Likelihood and Prior#

We then define the log-likelihood function and prior object. We will use the same functions for both models and provide the model as an additional argument.

# Log-likelihood function used for either model
def log_like(params, t, data, sigma, model):
    m = model(params, t)
    diff = m - data
    return -0.5 * np.dot(diff, diff) / sigma**2.0


from scipy.stats import uniform

# Prior distributions for the parameters
# Extended model
prior_extended = pc.Prior([uniform(-5.0, 10.0), # A in [-5, 5]
                           uniform(-5.0, 10.0), # B in [-5, 5]
                           uniform(10.0, 90.0), # omega in [10, 100]
                           uniform(0.0, np.pi)]) # phi in [0, pi]

# Simple model
prior_simple = pc.Prior([uniform(-5.0, 10.0), # A in [-5, 5]
                         uniform(10.0, 90.0), # omega in [10, 100]
                         uniform(0.0, np.pi)]) # phi in [0, pi]

Initialising and running Preconditioned Monte Carlo#

Once we generate some initial positions for the particles by sampling from the prior we are ready to initialise the sampler and run PMC to get the results. We do this two times, once for the extended model and once for the simple model.

Extended model#

# Initialise sampler for extended model
sampler_extended = pc.Sampler(prior=prior_extended,
                              likelihood = log_like,
                              likelihood_args = [t, data, sigma, model_extended],
                              )

# Run sampler
sampler_extended.run()

# Get log evidence estimate
logz_extended, logz_err_extended = sampler_extended.evidence()

Iter: 38it [02:51,  4.52s/it, calls=32500, beta=1, logZ=-55.5, ESS=5.01e+3, accept=0.871, steps=1, logp=-46.3, efficiency=0.832]     

Simple model#

# Initialise sampler for simple model
sampler_simple = pc.Sampler(prior=prior_simple,
                              likelihood = log_like,
                              likelihood_args = [t, data, sigma, model_simple],
                              )

# Run sampler
sampler_simple.run()

# Get log evidence estimate
logz_simple, logz_err_simple = sampler_simple.evidence()

Iter: 35it [02:49,  4.84s/it, calls=27000, beta=1, logZ=-75.4, ESS=4.98e+3, accept=0.888, steps=4, logp=-67.4, efficiency=0.72]     

Bayes factor and model comparison#

Now that both runs are complete, we can use the estimates of the logarithm of the model evidence \(\log \mathcal{Z}\) for the two models to compute the so–called Bayes factor \(BF_{es} = \exp(\log\mathcal{Z}_{ext}-\log\mathcal{Z}_{simple})\), which under the assumption of equally probable models a-priori expresses the posterior odds of the extended model to the simple model i.e. how much more probable is that the data were generated by the extended rather than the simple model.

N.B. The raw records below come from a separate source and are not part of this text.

Issue #1596, opened 2026-04-17
Incorrect license in META-INF


this-will-do:
When acquiring jackson-core from Maven, the META-INF in the jar includes `FastDoubleParser-License`. This file lists an Apache License, however FastDoubleParser is licensed under MIT, as seen here: https://github.com/wrandelshofer/FastDoubleParser/blob/main/LICENSE.

pjfanning:
I'm not near a computer right now but we have worked with the author of this lib on getting the license right.

https://github.com/FasterXML/jackson-core/blob/3.x/pom.xml#L194

There is a relocation of the license from the fastdoubleparser license from its jar in here.

I will have to look later if this is still working.

this-will-do:
I've checked the following versions from Maven which all appear to exhibit the issue : 
2.17.2
2.21.2
3.1.2

The `FastDoubleParser-NOTICE` relocation looks to work correctly in all versions. Only the `FastDoubleParser-LICENSE` appears to grab the wrong file.

pjfanning:
https://github.com/FasterXML/jackson-core/issues/1002 is an earlier issue.

The FastDoubleParser has some BSD and maybe some other extra licensing.

Apache, MIT and BSD licenses are all permissive and regarded as compatible with each other.

pjfanning:
Also see https://github.com/FasterXML/jackson-core/issues/577#issuecomment-1086600093 which allows Jackson to use the Fastdoubleparser code under the Apache license.

this-will-do:
Appreciate the extra context. I will close this issue.

PR #1597, opened 2026-04-17
Rework 3rd party licenses in jar

pjfanning:
* based on #1596 but also noticed that we could do with listing the Schubfach license for code that we have for writing numbers
* I had a look at the license info in the fastdoubleparser jar and I don't think it is fully correct, so I think it is best if we maintain our own copies of the license info
* This needs to go back to the 2.18 and 2.21 branches but I would prefer to get the 3.1 changes agreed first


cowtowncoder (approved):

# Bayes factor of extended to simple model
BF = np.exp(logz_extended-logz_simple)

print('The extended model is '+str(np.round(BF,2))+' times more probable than the simple model.')

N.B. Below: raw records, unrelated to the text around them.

PR #1599, opened 2026-04-20
Handle issue with releasing buffers (fix #1598)

### LINKED ISSUE #1598: Possible TOCTOU timing bug in `BufferRecycler`
https://en.wikipedia.org/wiki/Time-of-check_to_time-of-use

releaseByteBuffer / releaseCharBuffer had a non-atomic read-then-conditional-write that could let a concurrent access silently downgrade to a smaller buffer. Fixed with a CAS retry loop.

https://github.com/pjfanning/jackson-core/pull/13 has a suggested fix - ignore the changes there for the other classes, it just saves me Copilot tokens to get a few issues solved in the generated PR

I'm raising this issue to focus on the BufferRecycler suggested change and we can look at the parser changes later.

The [BufferRecycler](https://github.com/pjfanning/jackson-core/pull/13/changes#diff-1c86614f53dac6312f50486efcbae0904dca4a99fd8033b98a0d5d5297834449) change uses a VarHandle and will probably not compile with Java 8 meaning this is unlikely to backportable to 2.x.

pjfanning:
Fixes #1598 (potential problem)


pjfanning:
@cowtowncoder Animal Sniffer check for Android doesn't like the VarHandle usage. I'll look into the options.

pjfanning:
@cowtowncoder I updated the code so that it should now be ok for Animal Sniffer

cowtowncoder (approved):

The extended model is 348715174.26 times more probable than the simple model.

It is important to mention here that there some caveats in the use of Bayes factors for model comparison.

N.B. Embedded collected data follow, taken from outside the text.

PR #1601, opened 2026-04-21
performance enhancement in UTF-8 generator

pjfanning:
This was suggested by Copilot.
If there any existing JMH benchmarks for UTF-8 generator, I can try this out.
These new loops can be optimised by the JIT compiler to process 4 bytes or chars at a time instead of one byte/char at a time. 

## UTF8JsonGenerator — 4-char loop unrolling in ASCII fast path

`_writeStringSegment(char[], …)` and `_writeStringSegment(String, …)` now process 4 characters per iteration. A single bit-OR of all four values serves as the non-ASCII guard, giving the JIT a wider straight-line block to work with:

```java
while ((offset + 4) <= len) {
    int ch0 = cbuf[offset], ch1 = cbuf[offset+1],
        ch2 = cbuf[offset+2], ch3 = cbuf[offset+3];
    if (((ch0 | ch1 | ch2 | ch3) > 0x7F)
            || escCodes[ch0] != 0 || escCodes[ch1] != 0
            || escCodes[ch2] != 0 || escCodes[ch3] != 0) break;
    outputBuffer[outputPtr]   = (byte) ch0;  outputBuffer[outputPtr+1] = (byte) ch1;
    outputBuffer[outputPtr+2] = (byte) ch2;  outputBuffer[outputPtr+3] = (byte) ch3;
    outputPtr += 4; offset += 4;
}
// tail handled by the existing single-char loop
```

### DIFF
--- a/src/main/java/tools/jackson/core/json/UTF8JsonGenerator.java
+++ b/src/main/java/tools/jackson/core/json/UTF8JsonGenerator.java
@@ -1485,6 +1485,7 @@ public class UTF8JsonGenerator
             if (((ch0 | ch1 | ch2 | ch3) > 0x7F)
                     || escCodes[ch0] != 0 || escCodes[ch1] != 0
                     || escCodes[ch2] != 0 || escCodes[ch3] != 0) {
+                // handle the remaining bytes using the one at a time loop below
                 break;
             }
             outputBuffer[outputPtr++] = (byte) ch0;
@@ -1535,6 +1536,7 @@ public class UTF8JsonGenerator
             if (((ch0 | ch1 | ch2 | ch3) > 0x7F)
                     || escCodes[ch0] != 0 || escCodes[ch1] != 0
                     || escCodes[ch2] != 0 || escCodes[ch3] != 0) {
+                // handle the remaining chars using the one at a time loop below
                 break;
             }
             outputBuffer[outputPtr++] = (byte) ch0;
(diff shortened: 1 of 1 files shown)


cowtowncoder:
https://github.com/FasterXML/jackson-benchmarks has write tests. If I find time maybe I could try testing too.

src/main/java/tools/jackson/core/json/UTF8JsonGenerator.java
```diff
@@ -1471,6 +1471,30 @@ private final void _writeStringSegment(char[] cbuf, int offset, int len)
         final byte[] outputBuffer = _outputBuffer;
         final int[] escCodes = _outputEscapes;
 
+        // Unrolled 4-char inner loop: reduces loop overhead and lets the JIT
+        // see a wider window for optimisation (auto-vectorisation, etc.).
+        // We use bitwise OR of all four char values: if the OR result is > 0x7F
+        // then at least one char needs multi-byte UTF-8 encoding; then we check
+        // the escape table for each char individually.
+        while ((offset + 4) <= len) {
```
cowtowncoder, line 1479: This could be changed to calculate end (len-4) as constant to compare to.

pjfanning: It is my understanding and Gen AI backed it up that JIT compiler will optimise this as is and also if we have the extra var and this code as is is a bit simpler avoiding need for an extra variable, etc.

pjfanning:
@cowtowncoder I have a basic JMH Benchmark suite and so far, the new code appears worse than the existing code.
So for now, this might be worth leaving as is.

https://github.com/pjfanning/jackson-bench/blob/main/src/jmh/java/org/example/jackson/UTF8GenBench.java

pjfanning:
I'll close this.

First of all, the estimates of the model evidences \(\mathcal{Z}\) that constitute the numerator and denominator of the Bayes factor are subject to noise.
The Bayes factor is very much prior dependent, so if you cannot provide well-justified priors then do not use it.
Even if you can provide well-justified priors, keep in mind that any small uncertainty in the exact form of the priors can lead to \(\mathcal{O}(1)\) effects on the Bayes factor. So do not over-interpret it, especially if it is of order \(\mathcal{O}(1)\).
Finally, all models are wrong. The Bayes factor will only inform you of the most probable model, but keep in mind that there is a good chance that none of the models that you are comparing is the “correct” one.